*** Record set ***
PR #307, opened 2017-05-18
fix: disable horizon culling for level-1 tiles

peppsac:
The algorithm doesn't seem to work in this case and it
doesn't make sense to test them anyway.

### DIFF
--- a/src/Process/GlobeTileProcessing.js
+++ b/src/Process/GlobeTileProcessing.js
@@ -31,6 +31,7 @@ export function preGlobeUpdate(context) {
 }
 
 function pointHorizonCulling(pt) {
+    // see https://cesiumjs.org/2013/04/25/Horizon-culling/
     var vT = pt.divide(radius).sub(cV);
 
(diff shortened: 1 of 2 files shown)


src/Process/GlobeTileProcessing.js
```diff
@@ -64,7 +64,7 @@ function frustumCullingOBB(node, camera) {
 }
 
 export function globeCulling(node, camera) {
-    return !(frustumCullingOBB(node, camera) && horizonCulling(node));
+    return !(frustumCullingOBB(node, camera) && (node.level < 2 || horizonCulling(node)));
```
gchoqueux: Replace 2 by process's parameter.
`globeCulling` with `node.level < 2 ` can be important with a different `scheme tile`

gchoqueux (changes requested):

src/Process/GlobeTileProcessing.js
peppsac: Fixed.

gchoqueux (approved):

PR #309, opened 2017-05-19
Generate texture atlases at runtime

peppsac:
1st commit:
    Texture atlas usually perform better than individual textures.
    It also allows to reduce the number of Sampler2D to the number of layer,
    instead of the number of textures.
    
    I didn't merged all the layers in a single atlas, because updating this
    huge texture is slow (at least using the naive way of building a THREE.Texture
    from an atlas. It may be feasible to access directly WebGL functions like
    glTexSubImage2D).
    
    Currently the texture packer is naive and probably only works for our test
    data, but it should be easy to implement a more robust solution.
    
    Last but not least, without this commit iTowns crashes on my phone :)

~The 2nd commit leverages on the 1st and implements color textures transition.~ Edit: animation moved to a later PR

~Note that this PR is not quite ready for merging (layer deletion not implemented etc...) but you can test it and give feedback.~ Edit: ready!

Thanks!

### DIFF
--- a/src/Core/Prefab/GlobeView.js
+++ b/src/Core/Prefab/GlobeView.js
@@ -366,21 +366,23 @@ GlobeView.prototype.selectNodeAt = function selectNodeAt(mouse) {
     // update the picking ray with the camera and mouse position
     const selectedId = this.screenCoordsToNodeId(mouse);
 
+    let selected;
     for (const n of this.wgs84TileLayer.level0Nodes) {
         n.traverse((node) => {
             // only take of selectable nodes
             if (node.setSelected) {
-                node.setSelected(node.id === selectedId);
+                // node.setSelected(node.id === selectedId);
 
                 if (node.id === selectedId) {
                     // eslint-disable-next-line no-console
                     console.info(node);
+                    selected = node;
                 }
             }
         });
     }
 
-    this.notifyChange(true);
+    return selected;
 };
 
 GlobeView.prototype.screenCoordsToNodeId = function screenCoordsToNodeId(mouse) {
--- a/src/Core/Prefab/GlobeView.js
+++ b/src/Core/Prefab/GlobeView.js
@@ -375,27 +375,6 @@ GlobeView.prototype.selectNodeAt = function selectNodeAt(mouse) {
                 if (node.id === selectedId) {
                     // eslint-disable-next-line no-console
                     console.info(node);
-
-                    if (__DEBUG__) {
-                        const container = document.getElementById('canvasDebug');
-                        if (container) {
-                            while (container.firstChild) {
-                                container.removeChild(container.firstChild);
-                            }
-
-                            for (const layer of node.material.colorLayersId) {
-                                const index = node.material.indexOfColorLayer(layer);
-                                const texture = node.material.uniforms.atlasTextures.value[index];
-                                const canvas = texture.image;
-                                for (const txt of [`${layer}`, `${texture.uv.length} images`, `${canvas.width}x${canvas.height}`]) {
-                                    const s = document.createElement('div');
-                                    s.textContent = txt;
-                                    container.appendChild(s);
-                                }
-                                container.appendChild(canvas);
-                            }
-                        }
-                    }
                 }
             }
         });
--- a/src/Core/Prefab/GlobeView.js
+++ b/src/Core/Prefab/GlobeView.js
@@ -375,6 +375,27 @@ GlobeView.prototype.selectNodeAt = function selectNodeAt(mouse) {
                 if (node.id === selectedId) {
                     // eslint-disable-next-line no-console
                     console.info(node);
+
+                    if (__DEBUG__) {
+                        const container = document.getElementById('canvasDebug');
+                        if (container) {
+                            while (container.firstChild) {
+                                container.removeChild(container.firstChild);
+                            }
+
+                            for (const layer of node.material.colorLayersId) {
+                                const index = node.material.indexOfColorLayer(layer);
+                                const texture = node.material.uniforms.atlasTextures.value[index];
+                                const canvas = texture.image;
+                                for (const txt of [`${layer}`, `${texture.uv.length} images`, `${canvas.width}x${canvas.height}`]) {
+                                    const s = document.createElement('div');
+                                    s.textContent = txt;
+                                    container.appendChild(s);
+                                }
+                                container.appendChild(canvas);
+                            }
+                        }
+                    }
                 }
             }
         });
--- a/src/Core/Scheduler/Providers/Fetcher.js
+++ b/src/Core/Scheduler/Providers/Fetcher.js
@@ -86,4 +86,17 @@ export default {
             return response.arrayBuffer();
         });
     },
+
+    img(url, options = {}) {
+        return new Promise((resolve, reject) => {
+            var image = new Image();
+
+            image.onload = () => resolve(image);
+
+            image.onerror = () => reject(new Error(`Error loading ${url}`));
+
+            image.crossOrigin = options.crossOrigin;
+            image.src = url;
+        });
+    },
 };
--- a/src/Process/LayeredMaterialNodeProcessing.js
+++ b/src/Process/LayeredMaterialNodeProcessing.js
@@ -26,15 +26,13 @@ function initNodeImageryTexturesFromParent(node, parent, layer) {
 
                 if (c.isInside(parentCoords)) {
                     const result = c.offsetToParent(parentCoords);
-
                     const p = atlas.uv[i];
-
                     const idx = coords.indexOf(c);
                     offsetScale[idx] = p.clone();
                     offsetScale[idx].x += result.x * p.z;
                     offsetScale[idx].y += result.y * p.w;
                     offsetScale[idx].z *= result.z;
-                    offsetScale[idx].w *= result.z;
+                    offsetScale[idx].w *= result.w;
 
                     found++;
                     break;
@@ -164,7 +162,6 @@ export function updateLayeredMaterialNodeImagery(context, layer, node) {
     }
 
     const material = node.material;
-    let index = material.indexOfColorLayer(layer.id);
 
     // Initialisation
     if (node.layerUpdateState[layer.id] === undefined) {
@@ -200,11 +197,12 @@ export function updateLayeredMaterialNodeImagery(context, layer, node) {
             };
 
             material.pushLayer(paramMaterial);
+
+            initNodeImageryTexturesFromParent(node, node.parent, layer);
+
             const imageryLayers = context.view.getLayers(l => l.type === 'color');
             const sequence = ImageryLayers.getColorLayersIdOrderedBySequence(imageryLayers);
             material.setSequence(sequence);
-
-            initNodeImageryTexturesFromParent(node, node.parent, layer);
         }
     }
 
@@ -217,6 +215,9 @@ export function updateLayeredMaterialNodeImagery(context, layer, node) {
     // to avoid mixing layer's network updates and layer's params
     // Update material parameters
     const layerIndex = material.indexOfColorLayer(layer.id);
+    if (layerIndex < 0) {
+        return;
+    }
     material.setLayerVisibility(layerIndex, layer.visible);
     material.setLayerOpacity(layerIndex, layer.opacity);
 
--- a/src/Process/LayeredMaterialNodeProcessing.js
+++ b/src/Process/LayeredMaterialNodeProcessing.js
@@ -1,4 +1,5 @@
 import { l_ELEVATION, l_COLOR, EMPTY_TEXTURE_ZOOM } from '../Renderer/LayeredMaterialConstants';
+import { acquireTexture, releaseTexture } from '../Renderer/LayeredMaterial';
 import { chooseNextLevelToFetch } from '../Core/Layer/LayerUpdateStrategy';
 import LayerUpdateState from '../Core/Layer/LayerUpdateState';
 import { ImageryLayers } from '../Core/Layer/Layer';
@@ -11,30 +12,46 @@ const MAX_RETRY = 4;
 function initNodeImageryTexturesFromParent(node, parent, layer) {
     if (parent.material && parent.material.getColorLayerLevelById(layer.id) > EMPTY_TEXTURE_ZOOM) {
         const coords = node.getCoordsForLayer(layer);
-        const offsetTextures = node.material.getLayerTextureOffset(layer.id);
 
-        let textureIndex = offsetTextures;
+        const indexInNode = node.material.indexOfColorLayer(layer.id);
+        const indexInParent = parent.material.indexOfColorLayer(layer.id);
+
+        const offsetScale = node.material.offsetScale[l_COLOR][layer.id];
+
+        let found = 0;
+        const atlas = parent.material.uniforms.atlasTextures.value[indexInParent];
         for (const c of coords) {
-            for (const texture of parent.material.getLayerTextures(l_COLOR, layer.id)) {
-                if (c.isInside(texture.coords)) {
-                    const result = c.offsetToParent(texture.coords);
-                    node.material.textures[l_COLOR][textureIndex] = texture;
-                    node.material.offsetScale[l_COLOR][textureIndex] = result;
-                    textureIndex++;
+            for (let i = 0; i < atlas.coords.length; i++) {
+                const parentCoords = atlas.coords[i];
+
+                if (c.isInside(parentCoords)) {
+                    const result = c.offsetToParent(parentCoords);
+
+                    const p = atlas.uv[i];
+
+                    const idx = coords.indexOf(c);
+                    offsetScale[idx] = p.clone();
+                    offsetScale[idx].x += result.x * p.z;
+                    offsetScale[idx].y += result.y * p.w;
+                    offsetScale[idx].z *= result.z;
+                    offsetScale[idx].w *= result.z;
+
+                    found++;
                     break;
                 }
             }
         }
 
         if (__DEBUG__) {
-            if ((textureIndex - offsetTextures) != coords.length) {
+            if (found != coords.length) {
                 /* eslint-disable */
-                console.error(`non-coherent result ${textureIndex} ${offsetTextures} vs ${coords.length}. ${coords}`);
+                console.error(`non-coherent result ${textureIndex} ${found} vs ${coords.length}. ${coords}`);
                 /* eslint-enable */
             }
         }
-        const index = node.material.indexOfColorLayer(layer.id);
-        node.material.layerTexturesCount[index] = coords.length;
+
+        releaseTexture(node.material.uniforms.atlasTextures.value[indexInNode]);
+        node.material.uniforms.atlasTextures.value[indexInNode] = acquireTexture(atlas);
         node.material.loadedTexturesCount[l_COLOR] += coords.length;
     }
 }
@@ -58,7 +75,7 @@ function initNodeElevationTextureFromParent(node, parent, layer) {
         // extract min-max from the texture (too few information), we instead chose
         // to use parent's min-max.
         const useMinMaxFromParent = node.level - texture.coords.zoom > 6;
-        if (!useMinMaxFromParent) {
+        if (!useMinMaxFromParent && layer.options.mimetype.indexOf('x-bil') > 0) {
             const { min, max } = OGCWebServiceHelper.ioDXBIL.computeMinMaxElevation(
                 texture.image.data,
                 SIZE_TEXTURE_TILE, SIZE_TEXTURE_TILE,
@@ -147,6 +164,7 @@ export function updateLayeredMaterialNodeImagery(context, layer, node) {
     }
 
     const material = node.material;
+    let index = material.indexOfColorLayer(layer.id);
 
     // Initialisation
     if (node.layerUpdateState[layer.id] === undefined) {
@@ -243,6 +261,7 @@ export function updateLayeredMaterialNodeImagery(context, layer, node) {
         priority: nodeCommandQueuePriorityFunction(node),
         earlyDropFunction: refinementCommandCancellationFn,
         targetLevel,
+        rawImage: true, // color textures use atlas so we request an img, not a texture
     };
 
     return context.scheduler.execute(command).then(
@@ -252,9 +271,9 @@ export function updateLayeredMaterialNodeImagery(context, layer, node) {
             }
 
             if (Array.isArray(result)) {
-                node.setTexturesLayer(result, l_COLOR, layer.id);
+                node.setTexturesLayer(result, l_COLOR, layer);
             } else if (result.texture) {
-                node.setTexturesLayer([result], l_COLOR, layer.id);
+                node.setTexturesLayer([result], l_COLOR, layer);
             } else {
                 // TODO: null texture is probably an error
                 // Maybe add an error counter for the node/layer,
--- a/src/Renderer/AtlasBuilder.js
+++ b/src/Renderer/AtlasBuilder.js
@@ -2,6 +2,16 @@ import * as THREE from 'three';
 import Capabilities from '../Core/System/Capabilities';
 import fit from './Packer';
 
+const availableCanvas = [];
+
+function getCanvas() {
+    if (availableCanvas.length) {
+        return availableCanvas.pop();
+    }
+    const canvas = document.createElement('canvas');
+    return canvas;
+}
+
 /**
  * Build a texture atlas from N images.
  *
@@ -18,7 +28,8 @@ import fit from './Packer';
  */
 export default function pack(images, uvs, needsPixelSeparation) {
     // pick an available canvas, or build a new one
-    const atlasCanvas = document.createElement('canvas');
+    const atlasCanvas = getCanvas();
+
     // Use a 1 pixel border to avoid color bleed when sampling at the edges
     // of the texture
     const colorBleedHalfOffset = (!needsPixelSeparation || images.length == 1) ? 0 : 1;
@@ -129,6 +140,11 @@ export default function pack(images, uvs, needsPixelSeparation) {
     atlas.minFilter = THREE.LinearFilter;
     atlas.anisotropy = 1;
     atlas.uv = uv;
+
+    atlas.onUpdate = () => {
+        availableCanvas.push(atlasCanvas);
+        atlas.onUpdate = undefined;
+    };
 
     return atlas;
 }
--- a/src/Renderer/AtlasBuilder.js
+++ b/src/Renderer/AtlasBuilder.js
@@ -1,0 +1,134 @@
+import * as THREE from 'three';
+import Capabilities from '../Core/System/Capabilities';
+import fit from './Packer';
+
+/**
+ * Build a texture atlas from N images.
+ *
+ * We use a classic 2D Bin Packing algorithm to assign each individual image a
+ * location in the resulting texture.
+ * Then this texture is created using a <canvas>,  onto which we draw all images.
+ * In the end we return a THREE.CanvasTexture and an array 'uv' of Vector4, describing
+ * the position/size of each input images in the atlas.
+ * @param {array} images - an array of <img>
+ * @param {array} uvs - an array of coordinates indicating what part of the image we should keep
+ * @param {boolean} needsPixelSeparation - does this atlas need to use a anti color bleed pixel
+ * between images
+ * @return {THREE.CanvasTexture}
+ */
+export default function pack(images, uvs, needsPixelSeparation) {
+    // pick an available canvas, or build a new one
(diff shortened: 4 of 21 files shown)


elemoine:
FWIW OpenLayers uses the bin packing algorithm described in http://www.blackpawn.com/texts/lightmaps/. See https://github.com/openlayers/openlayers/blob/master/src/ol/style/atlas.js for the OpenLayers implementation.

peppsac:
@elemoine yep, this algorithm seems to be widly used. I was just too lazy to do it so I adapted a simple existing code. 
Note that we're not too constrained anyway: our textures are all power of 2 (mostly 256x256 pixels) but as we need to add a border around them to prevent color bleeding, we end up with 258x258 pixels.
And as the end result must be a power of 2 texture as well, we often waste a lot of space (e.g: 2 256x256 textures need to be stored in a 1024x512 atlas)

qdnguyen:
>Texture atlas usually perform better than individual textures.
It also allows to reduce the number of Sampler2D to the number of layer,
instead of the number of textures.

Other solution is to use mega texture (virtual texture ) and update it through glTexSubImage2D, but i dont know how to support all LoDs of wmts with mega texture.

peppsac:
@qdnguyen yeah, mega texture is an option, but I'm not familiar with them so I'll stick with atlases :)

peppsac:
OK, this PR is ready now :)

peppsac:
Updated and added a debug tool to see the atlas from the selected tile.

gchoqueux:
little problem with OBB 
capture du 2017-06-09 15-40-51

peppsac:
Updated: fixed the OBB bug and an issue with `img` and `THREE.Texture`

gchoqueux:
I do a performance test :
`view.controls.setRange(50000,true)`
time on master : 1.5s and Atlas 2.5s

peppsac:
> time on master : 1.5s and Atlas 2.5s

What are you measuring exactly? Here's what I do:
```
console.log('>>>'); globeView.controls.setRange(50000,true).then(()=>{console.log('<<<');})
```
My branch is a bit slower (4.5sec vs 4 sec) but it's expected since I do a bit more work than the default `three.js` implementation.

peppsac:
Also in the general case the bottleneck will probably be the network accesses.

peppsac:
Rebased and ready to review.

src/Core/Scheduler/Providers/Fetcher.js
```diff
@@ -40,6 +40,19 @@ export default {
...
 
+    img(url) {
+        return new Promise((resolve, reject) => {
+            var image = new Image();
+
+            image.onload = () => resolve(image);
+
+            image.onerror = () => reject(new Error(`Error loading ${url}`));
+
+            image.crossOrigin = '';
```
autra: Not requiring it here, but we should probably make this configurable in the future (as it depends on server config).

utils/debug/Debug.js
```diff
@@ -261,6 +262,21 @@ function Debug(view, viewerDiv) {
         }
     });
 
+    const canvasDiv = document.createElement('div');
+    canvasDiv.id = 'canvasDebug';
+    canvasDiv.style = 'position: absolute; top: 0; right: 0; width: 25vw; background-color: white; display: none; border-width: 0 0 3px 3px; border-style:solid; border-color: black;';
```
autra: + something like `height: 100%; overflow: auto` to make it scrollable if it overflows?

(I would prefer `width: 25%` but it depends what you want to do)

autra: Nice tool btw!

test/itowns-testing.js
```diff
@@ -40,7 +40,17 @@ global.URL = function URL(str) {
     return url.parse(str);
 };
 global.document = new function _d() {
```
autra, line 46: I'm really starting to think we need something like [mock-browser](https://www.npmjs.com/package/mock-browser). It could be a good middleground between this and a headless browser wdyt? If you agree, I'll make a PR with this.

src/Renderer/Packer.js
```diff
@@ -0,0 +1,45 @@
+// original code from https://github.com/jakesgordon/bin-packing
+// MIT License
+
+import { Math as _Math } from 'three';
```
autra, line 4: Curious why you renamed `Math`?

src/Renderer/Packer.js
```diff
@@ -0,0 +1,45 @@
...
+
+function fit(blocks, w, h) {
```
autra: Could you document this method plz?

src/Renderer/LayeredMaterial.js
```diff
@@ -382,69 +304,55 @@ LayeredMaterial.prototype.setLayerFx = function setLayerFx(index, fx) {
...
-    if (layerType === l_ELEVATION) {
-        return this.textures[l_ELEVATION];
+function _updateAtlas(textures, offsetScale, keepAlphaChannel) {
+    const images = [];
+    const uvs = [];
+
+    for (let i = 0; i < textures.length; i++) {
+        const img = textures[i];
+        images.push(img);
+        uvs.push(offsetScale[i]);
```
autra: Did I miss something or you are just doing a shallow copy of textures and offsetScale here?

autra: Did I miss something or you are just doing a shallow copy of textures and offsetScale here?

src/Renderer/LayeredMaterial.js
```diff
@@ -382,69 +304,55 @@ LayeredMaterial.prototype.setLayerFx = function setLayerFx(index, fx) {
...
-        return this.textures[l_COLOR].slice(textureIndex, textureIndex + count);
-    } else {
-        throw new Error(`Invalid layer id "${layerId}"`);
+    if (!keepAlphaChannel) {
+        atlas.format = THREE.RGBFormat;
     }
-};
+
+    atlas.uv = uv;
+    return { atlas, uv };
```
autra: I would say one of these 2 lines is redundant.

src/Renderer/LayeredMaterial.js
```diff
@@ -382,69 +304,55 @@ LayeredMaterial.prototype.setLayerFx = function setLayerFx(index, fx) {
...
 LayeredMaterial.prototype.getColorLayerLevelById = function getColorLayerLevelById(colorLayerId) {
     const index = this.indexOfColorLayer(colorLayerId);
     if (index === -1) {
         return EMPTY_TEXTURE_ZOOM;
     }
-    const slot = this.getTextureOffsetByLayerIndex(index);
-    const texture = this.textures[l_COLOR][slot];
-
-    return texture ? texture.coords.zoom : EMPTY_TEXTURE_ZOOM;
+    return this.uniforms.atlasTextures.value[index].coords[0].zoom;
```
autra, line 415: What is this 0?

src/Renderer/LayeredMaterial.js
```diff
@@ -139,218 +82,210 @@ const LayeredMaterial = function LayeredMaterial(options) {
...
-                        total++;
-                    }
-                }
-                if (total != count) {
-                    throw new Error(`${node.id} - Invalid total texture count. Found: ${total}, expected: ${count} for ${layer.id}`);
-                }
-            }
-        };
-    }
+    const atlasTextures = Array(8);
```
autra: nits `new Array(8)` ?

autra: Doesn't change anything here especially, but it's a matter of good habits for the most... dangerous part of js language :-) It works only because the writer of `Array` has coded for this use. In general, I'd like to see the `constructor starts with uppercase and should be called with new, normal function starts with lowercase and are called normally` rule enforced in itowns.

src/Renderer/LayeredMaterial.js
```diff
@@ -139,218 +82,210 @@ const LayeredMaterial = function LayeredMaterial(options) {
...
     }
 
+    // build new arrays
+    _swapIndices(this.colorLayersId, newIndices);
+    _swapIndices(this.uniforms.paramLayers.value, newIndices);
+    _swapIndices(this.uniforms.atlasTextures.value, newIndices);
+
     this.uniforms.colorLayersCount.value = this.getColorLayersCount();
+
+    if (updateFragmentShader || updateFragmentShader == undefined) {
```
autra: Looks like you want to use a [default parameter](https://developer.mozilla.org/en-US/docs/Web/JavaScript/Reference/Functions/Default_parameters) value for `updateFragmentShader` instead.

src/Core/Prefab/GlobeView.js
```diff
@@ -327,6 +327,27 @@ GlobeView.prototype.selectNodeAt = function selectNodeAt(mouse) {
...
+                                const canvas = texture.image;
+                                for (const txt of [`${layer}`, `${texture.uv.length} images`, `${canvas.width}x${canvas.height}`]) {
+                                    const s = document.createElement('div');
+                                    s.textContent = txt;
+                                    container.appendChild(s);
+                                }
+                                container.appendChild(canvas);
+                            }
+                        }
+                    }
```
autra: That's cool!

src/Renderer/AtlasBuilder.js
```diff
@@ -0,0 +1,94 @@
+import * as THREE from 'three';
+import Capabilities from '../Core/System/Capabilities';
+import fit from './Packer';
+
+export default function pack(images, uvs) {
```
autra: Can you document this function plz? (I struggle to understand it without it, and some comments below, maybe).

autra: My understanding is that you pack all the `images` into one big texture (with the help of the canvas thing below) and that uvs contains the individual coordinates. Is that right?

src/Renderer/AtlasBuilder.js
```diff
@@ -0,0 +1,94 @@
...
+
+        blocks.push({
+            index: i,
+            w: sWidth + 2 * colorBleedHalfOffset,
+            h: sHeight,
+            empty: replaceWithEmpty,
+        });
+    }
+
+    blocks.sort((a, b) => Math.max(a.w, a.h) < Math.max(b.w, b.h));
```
*** End of Record set ***
▸ Task to carry out:
Scan the records for the string "total" and show every line that contains it.

▸ Output for this exercise:
-                        total++;
-                if (total != count) {
-                    throw new Error(`${node.id} - Invalid total texture count. Found: ${total}, expected: ${count} for ${layer.id}`);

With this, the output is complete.